A consultant study of traffic on Rt. 15 won’t surprise anyone who’s driven north of Leesburg: it’s bad.
But a recently completed project quantified just how bad it is, with a line of cars stretching uninterrupted from Whites Ferry Road past the Battlefield Parkway intersection during the evening rush hour. In particular, the study gave failing level-of-service marks to the Battlefield Parkway and King Street intersections, and the entrance to Frances Hazel Reid Elementary School and Smarts Mill Middle School during the evening commute.
A failing grade means average delays of a minute and 20 seconds or more. The study found drivers headed westbound in the evening rush hour face average delays of three and a half minutes at the intersection of Battlefield Parkway and Rt. 15. Drivers headed north on Rt. 15 face delays of only a few seconds less.
The study also found that the major cause of the congestion is the complicated merge at North King Street and Rt. 15.
The study also looked at a variety of improvements, focusing on two options. Both would turn the intersection of King Street and Rt. 15 into a more traditional T-intersection with a stoplight and widen Rt. 15 to four lanes from Battlefield Parkway to north of Whites Ferry Drive. One plan would also put a traffic signal at Whites Ferry Drive; the other would put a two-lane roundabout.
Those options range in price from an estimated $31 million on the low end for the two traffic signals up to a $43 million high-end price tag for the traffic signal and roundabout—if the county had the money today.
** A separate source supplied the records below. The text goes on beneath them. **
PR #9700, opened 2024-07-26
feat(mssql): support case-sensitive collations

### LINKED ISSUE #9494: feat: Support for Microsoft Fabric Warehouse

NO.

xref #9454 

I would like to be able to interact with a typical Microsoft Fabric Warehouse, which has quite similar interfaces as any other Datawarehousing technologies that `ibis` already supports.
It would be nice if we could continue using the `ibis.mssql` backend for it.

9.1.0

DuckDB & SQLServer

### Code of Conduct

gforsyth:
This should enable support for users working with Microsoft Fabric Warehouse

## Description of changes

This updates a few internal table and view calls to use the
case-sensitive names which will allows us to (hopefully) support both
case-sensitive and case-insensitive collations.

The correct casing for the tables and views we use often (and the
corresponding columns):

Info schema tables:
- INFORMATION_SCHEMA.COLUMNS
- INFORMATION_SCHEMA.SCHEMATA
- INFORMATION_SCHEMA.TABLES
Temp table location: tempdb.dbo
Catalogs: sys.databases
Databases: sys.schemas

I also had to swap out a stored procedure that _really_ didn't like
being used with the case-sensitive collation, but I think the
replacement is nicer anyway (we can push down some column selection to
the engine).

## Issues closed

* Resolves #9494

### DIFF
--- a/compose.yaml
+++ b/compose.yaml
@@ -73,7 +73,7 @@ services:
       retries: 20
       test:
         - CMD-SHELL
-        - $(find / -name sqlcmd -type f -executable) -C -S localhost -U sa -P "$$MSSQL_SA_PASSWORD" -Q "SELECT 1"
+        - $(find /opt -name sqlcmd -type f -executable) -C -S localhost -U sa -P "$$MSSQL_SA_PASSWORD" -Q "SELECT 1"
     ports:
       - 1433:1433
     volumes:
--- a/compose.yaml
+++ b/compose.yaml
@@ -73,7 +73,7 @@ services:
       retries: 20
       test:
         - CMD-SHELL
-        - sleep 10 && $(find / -name sqlcmd -type f -executable) -C -S localhost -U sa -P "$$MSSQL_SA_PASSWORD" -Q "IF DB_ID('ibis_testing') is NULL BEGIN CREATE DATABASE [ibis_testing] END"
+        - $(find / -name sqlcmd -type f -executable) -C -S localhost -U sa -P "$$MSSQL_SA_PASSWORD" -Q "IF DB_ID('ibis_testing') is NULL BEGIN CREATE DATABASE [ibis_testing] END"
     ports:
       - 1433:1433
     volumes:
--- a/compose.yaml
+++ b/compose.yaml
@@ -63,6 +63,11 @@ services:
     environment:
       MSSQL_SA_PASSWORD: 1bis_Testing!
       ACCEPT_EULA: "Y"
+      # The default collation in MSSQL isS QL_Latin1_General_CP1_CI_AS
+      # where the CI stands for Case Insensitive.
+      # We use a case-sensitive collation for testing so that we don't
+      # break users with case-sensitive collations.
+      MSSQL_COLLATION: "Latin1_General_100_BIN2_UTF8"
     healthcheck:
       interval: 1s
       retries: 20
--- a/compose.yaml
+++ b/compose.yaml
@@ -73,7 +73,7 @@ services:
       retries: 20
       test:
         - CMD-SHELL
-        - $(find / -name sqlcmd -type f -executable) -C -S localhost -U sa -P "$$MSSQL_SA_PASSWORD" -Q "IF DB_ID('ibis_testing') is NULL BEGIN CREATE DATABASE [ibis_testing] END"
+        - $(find / -name sqlcmd -type f -executable) -C -S localhost -U sa -P "$$MSSQL_SA_PASSWORD" -Q "SELECT 1"
     ports:
       - 1433:1433
     volumes:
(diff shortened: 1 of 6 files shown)


cpcloud:
Brain is hurting at the prospect of debugging why the 3.10 job passed but not the 3.12 one 🧠

cpcloud:
Well, locally 3.12.4 (the same version as in CI) is all green for me with this PR 🤔

cpcloud:
Deleting my sqlserver image, because ms is known to alter the image under that tag without notice.

cpcloud:
Re-running CI, to see if that was a fluke run. Not if a successful run is more concerning, but we'll have some additional information!

gforsyth:
I'm also having some weird behavior locally.  Initially things were green on my local, now they're not.  I might add in a few checks to ensure that the collation is being respected

gforsyth:
> Not sure if a successful run is more concerning, but we'll have some additional information!

well... it succeeded this time...

gforsyth:
I'm marking this as a draft until I can figure out how to make our testing setup behave deterministically w.r.t. collation

gforsyth:
Wow I hate everything.

We use a docker health-check in the `compose.yaml` file to create the `ibis_testing` catalog so that it is there for us to insert data into when we start `pytest`.

mssql doesn't set collation until it's done restoring/creating various backups, so if the health check fires before the collation is set, then it gets set to the default collation, and you can't change that collation without removing the volume.

cpcloud:
Thanks for tracking that down. @ncclementi and I observed this behavior but struggled to get to the bottom of it in a reasonable amount of time.

What is the MS recommended sequence of steps for creating a database with a specific collation such that it isn't defeated by some other MS SQL process?

gforsyth:
> What is the MS recommended sequence of steps for creating a database with a specific collation such that it isn't defeated by some other MS SQL process?

I really don't know.  Right now my only plan is to delay the health check...

gforsyth:
This is a semi-brittle fix to the collation race condition, but it seems to work consistently on my machine and CI?

compose.yaml
```diff
@@ -63,12 +63,17 @@ services:
...
+      # We use a case-sensitive collation for testing so that we don't
+      # break users with case-sensitive collations.
+      MSSQL_COLLATION: Latin1_General_100_BIN2_UTF8
     healthcheck:
       interval: 1s
       retries: 20
       test:
         - CMD-SHELL
-        - $(find / -name sqlcmd -type f -executable) -C -S localhost -U sa -P "$$MSSQL_SA_PASSWORD" -Q "IF DB_ID('ibis_testing') IS NULL BEGIN CREATE DATABASE [ibis_testing] END"
+        - sleep 10 && $(find / -name sqlcmd -type f -executable) -C -S localhost -U sa -P "$$MSSQL_SA_PASSWORD" -Q "IF DB_ID('ibis_testing') is NULL BEGIN CREATE DATABASE [ibis_testing] END"
```
cpcloud, line 76: Hm, I feel like there's gotta be a saner way than this 😬 

That said, if we were going to do it this way a comment would be helpful to explain the left turn into wondering caused by encountering a `sleep 10` 😂

cpcloud:
I have an idea: let's try to create database as part of the `conftest.py` setup instead of the health check hack (guilty as charged on that front).

cpcloud:
Ok, I think I might have something working!

ibis/backends/mssql/tests/conftest.py
```diff
@@ -35,13 +35,23 @@ class TestConf(ServiceBackendTest):
...
         return self.data_dir.joinpath("csv").glob("*.csv")
 
+    def postload(self, **kw: Any):
+        self.connection = self.connect(database=IBIS_TEST_MSSQL_DB, **kw)
+
+    def _load_data(self, *, database: str = IBIS_TEST_MSSQL_DB, **_):
+        with self.connection._safe_raw_sql(
+            "IF DB_ID('ibis_testing') is NULL BEGIN CREATE DATABASE [ibis_testing] END"
+        ):
+            pass
```
gforsyth, line 45: Nice!  I was getting cryptic user errors when I tried this, but I must've made a syntax error somewhere

cpcloud: Probably was the other thing I had to change, `database=None` doesn't do what you might expect.

cpcloud:
Locally all passing with

```
pytest -m mssql -n auto --dist loadgroup --snapshot-update
```

ibis/backends/mssql/tests/test_client.py
```diff
@@ -35,11 +36,23 @@
     ("DATETIME", dt.Timestamp(scale=3)),
     # Characters strings
     ("CHAR", dt.string),
-    ("TEXT", dt.string),
+    param(
+        "TEXT",
```
cpcloud, line 40: Good to know that the `TEXT` type doesn't support modern text.

cpcloud:
This seems like a bug fix or a feature given that a thing that was previously not working is now working, also 🥳 for that!

cpcloud (approved):
LGTM, ship it!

There is a placeholder in county’s infrastructure plan beyond its six-year window, but nothing scheduled or funded sooner.
Both concepts get traffic moving through 2020, but are projected to back up again by 2040 without adding lanes throughout the Rt. 15 corridor.
Supervisor Geary M. Higgins (R-Catoctin) said he would prefer roundabouts generally.
“Traffic lights don’t move traffic, they stop traffic,” Higgins said. “I’d much rather see some option there for roundabouts.”
On Thursday, county supervisors voted unanimously , with Supervisor Ron A. Meyer Jr. (R-Broad Run) absent, to expand the study the rest of the way to the Maryland line at Point of Rocks, for an additional $400,000. They will also set up a stakeholder committee and organize public outreach sessions along the Rt. 15 corridor.
They will also have to amend Loudoun’s Countywide Transportation Plan, which currently designates Rt. 15 as a scenic byway with no more than two lanes.
“It’s a very beautiful, very congested drive,” remarked County Chairwoman Phyllis J. Randall (D-At Large).
In the meantime, the consultant also devised an option to get work started sooner, by breaking the project into chunks, starting with a longer northbound merge lane at the King St. intersection. That’s estimated to cost between $1.7 million and $2 million. If the county does the improvements piecemeal, it could get work started sooner but cost as much as $52 million overall to finish.
The study was conducted by Kimley-Horn, the same consulting firm on a team of consultants leading the Envision Loudoun rewrite of the county comprehensive plan.